Furthermore, since the stirring time can be controlled to the minimum in the reagent dispersion process, it is possible to prevent a decrease in sensitivity and at the same time to shorten the measurement time. Furthermore, since the same stirring device can perform stirring in the reagent dispersion step and stirring in the reaction step, the device can be made smaller.

[Brief explanation of the drawing]

FIG. 1 is a diagram schematically showing a typical example of an apparatus suitable for carrying out the method of the present invention, FIG. 2 is a diagram showing transmittance changes in each step, and FIG. It is a flowchart of the measurement method of this invention. In FIG. 1, 1... light source, 2... optical cell, 3
~5...Photodetector, 6...Half mirror 17...
Dispersion medium constant temperature bath, 8... Dispersion medium container, 9... Sample container, 10... Cell holder and constant temperature bath, 11... Stirring device (ultrasonic vibrator) with variable output, 12. ... Barcode, 13... Barcode reader, 14.
...Data processing device, 15...Control device for stirring device,
16...Display device, 17.18...Liquid feeding valve, 1
9...Liquid feeding tube No.

Claims (1)

[Claims] (1) Physically and/or chemically bind a substance that is immunologically active to the analyte in the specimen to the surface of the solid fine particles, and transfer the specimen to the bound immunologically active substance in a liquid medium.

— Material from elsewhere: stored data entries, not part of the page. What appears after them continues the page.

PR #62857, opened 2024-06-26
translation should depend on number of items

iworks:
## What?

The translation string should be depend on number of items.

## How?

I added only a string for single item.


Mamaduka (approved):
Thanks for catching this, @iworks!

Mamaduka:
@ellatrix, @vcanales, I'm flagging this for the next RC. This is a new string, and a fix for it can probably go even after "string freeze."

ellatrix:
We're in [hard string freeze](https://make.wordpress.org/polyglots/handbook/glossary/#hard-freeze) though. I can ask about it.

ellatrix:
Backported with #63038

PR #62813, opened 2024-06-25
Show publish panel only in edit mode

ntsekouras:
## What?
Fixes: https://github.com/WordPress/gutenberg/issues/62702

>In the editor, you can use the tab key to focus on the "Open publish panel" button that appears in the bottom right. Clicking this button will show the Publish panel.

This PR fixes that by only rendering this when we're in edit mode, which is the default for post editor.

## Testing Instructions
1. In site editor using the `tab` key you shouldn't be able to reproduce this:

https://github.com/WordPress/gutenberg/assets/54422211/a2352eb5-ba1e-4699-b1f0-d7e297eeb542

2. Using `tab` key in post editor should work as before and show the `open publish panel` button.

Issue #62694, opened 2024-06-20
Unify publishing flow between post and site editor - technical refinements


ntsekouras:
This issue can be considered as the second part of: https://github.com/WordPress/gutenberg/issues/59878 in order to properly fully unify the publishing flow between post and site editors.

Currently the publishing flow seems and is similar in terms of UI, but we still need to have some follow ups to consolidate some functionality in a better way.

The extra use cases in site editor include:

1. Fix duplicate saving panels. This is related to the next item and we need to look into how to best consolidate save panels and button in editor package.
2. Activating/previewing a theme (change of labels, callbacks, etc..). See `customSaveButton` in Editor component.
3. The save button in site editor's sidebar (view mode) renders the save panel in a Modal
4. Some specific logic for how to handle the save when making changes to global styles page
5. Some cleanup is needed and let's refactor a bit where we can, while doing these follow ups ([ex](https://github.com/WordPress/gutenberg/pull/60077#discussion_r1538696144))

Let's track the refinement of the flow and UI in a separate issue to keep the technical improvement separate.

youknowriad:
Anything missing here. Should we close it or are there some quick wins to do still.

ntsekouras:
>Should we close it or are there some quick wins to do still.

No, let's keep it open and I'll see to it soon.

ntsekouras:
Closing this for now, since it's been a while and there were many iterations in code. We should re-evaluate and see what's needed to simplify/improve.

PR #62863, opened 2024-06-26
Editor: Fix duplicate save panels

### LINKED ISSUE #62702: [WP6.6] Publish Panel: Unexpected Behavior in the Site Editor
### Description

Originally reported on Slack: https://wordpress.slack.com/archives/C02QB2JS7/p1718858165581179

In the editor, you can use the tab key to focus on the "Open publish panel" button that appears in the bottom right. Clicking this button will show the Publish panel.

This is expected behavior in the post editor, but may cause unexpected behavior in the site editor.

This issue does not occur in WP6.5.

- Access the site editor.
- Click the tab key repeatedly to move focus to the "Open puglish panel" button.
- Click that button.
- The Publish panel appears.
- When you hover the mouse over the editor canvas, the Publish panel moves inside the canvas.

The following issue occurs whether the canvas is in view or edit mode.

- Open any template.
- Click the tab key repeatedly to move focus to the "Open puglish panel" button.
- Click that button.
- The Publish panel appears.
- URL is undefined.
- Copy button doesn't work.
- The 'View Template' button doesn't work.
- Clicking the 'Add New Template' button shows an error.

https://github.com/WordPress/gutenberg/assets/54422211/a2352eb5-ba1e-4699-b1f0-d7e297eeb542

### Environment info

_No response_

Yes

Yes

ntsekouras:
## What?
Part of: https://github.com/WordPress/gutenberg/issues/62694
Related: https://github.com/WordPress/gutenberg/pull/62813
Also fixes: https://github.com/WordPress/gutenberg/issues/62702

This PR does a couple of things:
1. In site editor we would render two `save panels` and you could `tab` through both of them. Here I render only one and for now I followed the same approach we take for the `customSaveButton`. We pass the custom save panel only when we are previewing a theme and always render the site editor's save panel in sidebar and not in its layout component. This eventually should be handled in the `editor` package probably without needing to pass these extra custom save button and panel.

https://github.com/WordPress/gutenberg/assets/16275880/85df6563-d83f-4781-aa91-38a9030a927d

 

2. Currently the default save panel would be to `open publish panel` and here I changed it to `open save panel` which makes more sense in most cases, since an entity couldn't be `publishable` at all. This fixes [this comment](https://github.com/WordPress/gutenberg/issues/62702#issuecomment-2188441995) too.

https://github.com/WordPress/gutenberg/assets/16275880/bd8b477b-7f12-4d4a-87d2-e8d68e3e3a80

3. Added some extra checks to properly disable the default `open save panel` button.

## Testing Instructions
1. No regression for this PR: https://github.com/WordPress/gutenberg/pull/62813. When in `view` mode in site editor we shouldn't be able to navigate to a save panel using tab.
2. No rendering of two save panels. This can be tested in site editor.
3. The default save panel is `open save panel` and is disabled when needs to.
5. Previewing and activating themes in site editor works as before with any combination of other changes or not.
6. In site editor the `save button` in the left sidebar should work exactly as before and render the save changes modal and save properly

### DIFF
--- a/packages/edit-site/src/components/layout/index.js
+++ b/packages/edit-site/src/components/layout/index.js
@@ -37,7 +37,6 @@ import { store as editSiteStore } from '../../store';
 import SiteHub from '../site-hub';
 import ResizableFrame from '../resizable-frame';
 import { unlock } from '../../lock-unlock';
-import SavePanel from '../save-panel';
 import KeyboardShortcutsRegister from '../keyboard-shortcuts/register';
 import KeyboardShortcutsGlobal from '../keyboard-shortcuts/global';
 import { useIsSiteEditorLoading } from './hooks';
@@ -236,8 +235,6 @@ export default function Layout( { route } ) {
 						</div>
 					) }
 				</div>
-
-				<SavePanel />
 			</div>
 		</>
 	);
--- a/packages/edit-site/src/components/layout/index.js
+++ b/packages/edit-site/src/components/layout/index.js
@@ -43,6 +43,7 @@ import { useIsSiteEditorLoading } from './hooks';
 import useMovingAnimation from './animation';
 import SidebarContent from '../sidebar';
 import SaveHub from '../save-hub';
+import SavePanel from '../save-panel';
 import useSyncCanvasModeWithURL from '../sync-state-with-url/use-sync-canvas-mode-with-url';
 
 const { useCommands } = unlock( coreCommandsPrivateApis );
@@ -162,6 +163,7 @@ export default function Layout( { route } ) {
 											{ areas.sidebar }
 										</SidebarContent>
 										<SaveHub />
+										<SavePanel />
 									</motion.div>
 								) }
 							</AnimatePresence>
--- a/packages/editor/src/components/editor-interface/index.js
+++ b/packages/editor/src/components/editor-interface/index.js
@@ -55,6 +55,7 @@ export default function EditorInterface( {
 	disableIframe,
 	autoFocus,
 	customSaveButton,
+	customSavePanel,
 	forceDisableBlockTools,
 	title,
 	icon,
@@ -214,7 +215,7 @@ export default function EditorInterface( {
 				)
 			}
 			actions={
-				! isPreviewMode ? (
+				customSavePanel || (
 					<SavePublishPanels
 						closeEntitiesSavedStates={ closeEntitiesSavedStates }
 						isEntitiesSavedStatesOpen={
@@ -225,7 +226,7 @@ export default function EditorInterface( {
 						}
 						forceIsDirtyPublishPanel={ forceIsDirty }
 					/>
-				) : undefined
+				)
 			}
 			shortcuts={ {
 				previous: previousShortcut,
--- a/packages/editor/src/components/editor-interface/index.js
+++ b/packages/editor/src/components/editor-interface/index.js
@@ -215,18 +215,22 @@ export default function EditorInterface( {
 				)
 			}
 			actions={
-				customSavePanel || (
-					<SavePublishPanels
-						closeEntitiesSavedStates={ closeEntitiesSavedStates }
-						isEntitiesSavedStatesOpen={
-							entitiesSavedStatesCallback
-						}
-						setEntitiesSavedStatesCallback={
-							setEntitiesSavedStatesCallback
-						}
-						forceIsDirtyPublishPanel={ forceIsDirty }
-					/>
-				)
+				! isPreviewMode
+					? customSavePanel || (
+							<SavePublishPanels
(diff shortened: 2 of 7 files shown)


test/e2e/specs/editor/various/switch-to-draft.spec.js
```diff
@@ -57,7 +57,9 @@ test.describe( 'Clicking "Switch to draft" on a published/scheduled post/page',
 							.getByRole( 'button', { name: 'Close Settings' } )
 							.click();
 					}
-					await page.getByRole( 'button', { name: 'Save' } ).click();
+					await page
+						.getByRole( 'button', { name: 'Save', exact: true } )
+						.click();
```
Mamaduka: Suggestion (non-blocking): We can also add scope to the locator. Example #62454.

Mamaduka:
@ntsekouras, follow-ing e2e test is still failing:

```
[chromium] › site-editor/multi-entity-saving.spec.js:29:2 › Site Editor - Multi-entity save flow › save flow should work as expected
```

ntsekouras:
>@ntsekouras, follow-ing e2e test is still failing:

Yeah, I updated it.

packages/editor/src/components/editor-interface/index.js
```diff
@@ -214,7 +215,7 @@ export default function EditorInterface( {
 				)
 			}
 			actions={
-				! isPreviewMode ? (
+				customSavePanel || (
```
youknowriad: I think we should keep isPreviewMode check here. I mean if you don't have customSavePanel and you're in preview mode, we shouldn't render the save panel.

packages/edit-site/src/components/layout/index.js
```diff
@@ -236,8 +235,6 @@ export default function Layout( { route } ) {
 						</div>
 					) }
 				</div>
-
-				<SavePanel />
```
youknowriad, line 240: This PR probably removes the save panel from pages that don't render an editor, I think that's probably a bad idea. We should be able to "save" from these pages as well.

ntsekouras:
I had a chat with @youknowriad in private about some of the challenges this PR and the approach here, regarding his previous two comments. We agreed to preserve the `isPreviewMode` in `EditorInterface` that is effective for all editors (previously I had moved this check in site editor's editor) and render site editor's save panel in sidebar instead of its layout component.

packages/edit-site/src/components/layout/index.js
ntsekouras: see: https://github.com/WordPress/gutenberg/pull/62863#issuecomment-2201990675

packages/editor/src/components/editor-interface/index.js
ntsekouras: see: https://github.com/WordPress/gutenberg/pull/62863#issuecomment-2201990675

packages/editor/src/components/editor-interface/index.js
```diff
@@ -214,18 +215,22 @@ export default function EditorInterface( {
...
-							entitiesSavedStatesCallback
-						}
-						setEntitiesSavedStatesCallback={
-							setEntitiesSavedStatesCallback
-						}
-						forceIsDirtyPublishPanel={ forceIsDirty }
-					/>
-				) : undefined
+				! isPreviewMode
+					? customSavePanel || (
```
youknowriad, line 219: I'm guessing these two conditions can be merged using a `&&`

test/e2e/specs/site-editor/multi-entity-saving.spec.js
```diff
@@ -41,7 +41,7 @@ test.describe( 'Site Editor - Multi-entity save flow', () => {
 		).toBeEnabled();
 		await expect(
 			page
-				.getByRole( 'region', { name: 'Save panel' } )
+				.getByRole( 'region', { name: 'Editor publish' } )
```
youknowriad, line 44: Why is this change needed? The region is for saving not just publishing no?

youknowriad (approved):
Works well in my testing.

test/e2e/specs/site-editor/multi-entity-saving.spec.js
ntsekouras: Yeah, but that's what we [call it ](https://github.com/WordPress/gutenberg/blob/trunk/packages/editor/src/components/editor-interface/index.js#L43)for a while.. Should we change it in a follow up?

packages/editor/src/components/editor-interface/index.js
ntsekouras: They could, but it would be like ` !x && a || b` and because of the `||` I think it's a bit clearer this way..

A device for chemically measuring the degree of aggregation of a reaction mixture generated by reacting in a sample, the device comprising: (i) physically and/or physically adding a substance immunologically active to the analyte in the sample to the surface; means for fixing a measurement cell containing chemically bonded and dried solid fine particles (hereinafter referred to as dry reagent fine particles); (ii) means for injecting a dispersion medium into the measurement cell; (iii) a means for injecting a sample into the measurement cell. (iv) Stirring means for stirring the contents of the measuring cell; (V) Means for switching the stirring capacity of the stirring means; (Vi) Optically measuring the degree of aggregation of the contents in the measuring cell. (vii) means for controlling the continuation or stop of stirring from optical measurement data obtained from the dispersion state of dry reagent fine particles in the dispersion medium in the stirred measurement cell. A device for measuring immunologically active substances.